- Publisher : Your Online Publicist
- Publication Date : May 2022
- Pages : 247
- Product Dimensions : 5.50 (w) x 8.50 (h) x 0.61 (d) in.
- Genre : Memoir
- Paperback ISBN : 978-1-63892-348-0
- Hardcover ISBN : 978-1-63892-387-9
Born in Toledo, Ohio, the author, the eighth of nine children, moved to Detroit with her family at the age of three, and then, at 17, she moved alone to Houston, Texas. Her career as secretary to the Chairman of the Chemical Engineering Department at the University of Houston, three years as a legal secretary, and many more years as Vice President of Administration for a store planning firm, gave her many opportunities to hone her writing skills.
Freda Wagman now lives near Houston, Texas, where she had moved with her son in order for him to attend the high school which was most suited for his educational benefit as an outstanding academic student. She attended an AIDS support group for many years, but has recently decided to spend her retirement years helping people with other needs.
The AIDS crisis is far from over, but advances in medical care have lifted the death sentence the disease once held. This wouldn’t have been possible had it not been for those who died in the wake of the epidemic and for people like author Freda Wagman who gave her all to help others, while at the same time coming to grips with her own impending loss.
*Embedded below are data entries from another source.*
PR #4664, opened 2017-12-01
[PDI-16066] Transformation Executor Step does not Inherit Parameters

AliaksandrShuhayeu:
-fixed a broken option "Inherit all variables from the transformation"
-extracted a common behavior for activation params in one methods for children of StepWithMappingMeta
-overwriting parameters and the next logic
When the child parameter does not exist in the parent parameters, keep it.
When the child parameter does exist in the parent parameters, overwrite the child parameter by the parent parameter.
All other parent parameters need to get copied into the child parameters  (when the 'Inherit all variables from the transformation?' option is checked)

### DIFF
--- a/engine/src/main/java/org/pentaho/di/trans/steps/transexecutor/TransExecutor.java
+++ b/engine/src/main/java/org/pentaho/di/trans/steps/transexecutor/TransExecutor.java
@@ -38,6 +38,7 @@ import org.pentaho.di.core.row.RowDataUtil;
 import org.pentaho.di.core.row.RowMeta;
 import org.pentaho.di.i18n.BaseMessages;
 import org.pentaho.di.job.DelegationListener;
+import org.pentaho.di.trans.StepWithMappingMeta;
 import org.pentaho.di.trans.Trans;
 import org.pentaho.di.trans.TransExecutionConfiguration;
 import org.pentaho.di.trans.TransMeta;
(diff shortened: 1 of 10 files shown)


mchen-len-son:
@mbatchelor @bmorrise can you please take a look?
thanks.

AliaksandrShuhayeu:
@bmorrise  Could you please review and merge it?
thanks.

engine/src/main/java/org/pentaho/di/trans/steps/transexecutor/TransExecutor.java
```diff
@@ -268,43 +265,16 @@ Trans createInternalTrans() throws KettleException {
...
-    String[] parameterNames = internalTrans.listParameters();
-    for ( int i = 0; i < parameters.getVariable().length; i++ ) {
-      String variable = parameters.getVariable()[ i ];
-      String fieldName = parameters.getField()[ i ];
-      String inputValue = parameters.getInput()[ i ];
-
-      String value;
-      // Take the value from an input row or from a static value?
-      if ( !Utils.isEmpty( fieldName ) ) {
-        int idx = getInputRowMeta().indexOfValue( fieldName );
```
roboguy: @AliaksandrShuhayeu - could you have a look at PDI-17045, I belive this code change has caused some change in how this step functions. I would appreciate your input. Thank you.

AliaksandrShuhayeu: @roboguy I answered you in PDI-17045. A problem with the Fields to replace existed  before this changes.

sudhanshu-Tango: Thank you @AliaksandrShuhayeu for the quick reply and taking a look at the ticket! 
As you mentioned in point 2:

"The UI does not populate the Fields to replace (see attached screenshots)"
This problem was not fixed in scope of PDI-16066. And this problem existed before a correction PDI-16066. 

Is there an open issue that deals with the UI problem ? If not would you be able to create it ?

Thank you again for taking a look at this.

In Snippets from the Trenches, Wagman—a mother of a son diagnosed with AIDS—shares her journey in the trenches during the darkest hours of the AIDS epidemic in Houston, Texas. She made the ultimate sacrifice in losing her only child to the disease. But in an effort to understand her son’s illness and since 1,500 miles separated them, she embarked on a path of selfless service to help others who were often shunned by their own families.
Beginning with a history of the evolution of AIDS, Snippets from the Trenches then tells a personal story of some of the people who suffered from and were lost to AIDS, as well as the angels who were there for them in their time of need. At its central, most painful layer, Wagman’s story is about the loss of Gary, her son, whose diagnosis was the catalyst for her involvement with the AIDS community. Despite her years of volunteering, nothing prepares her for the loss of her son to the same disease she has watched take so many others.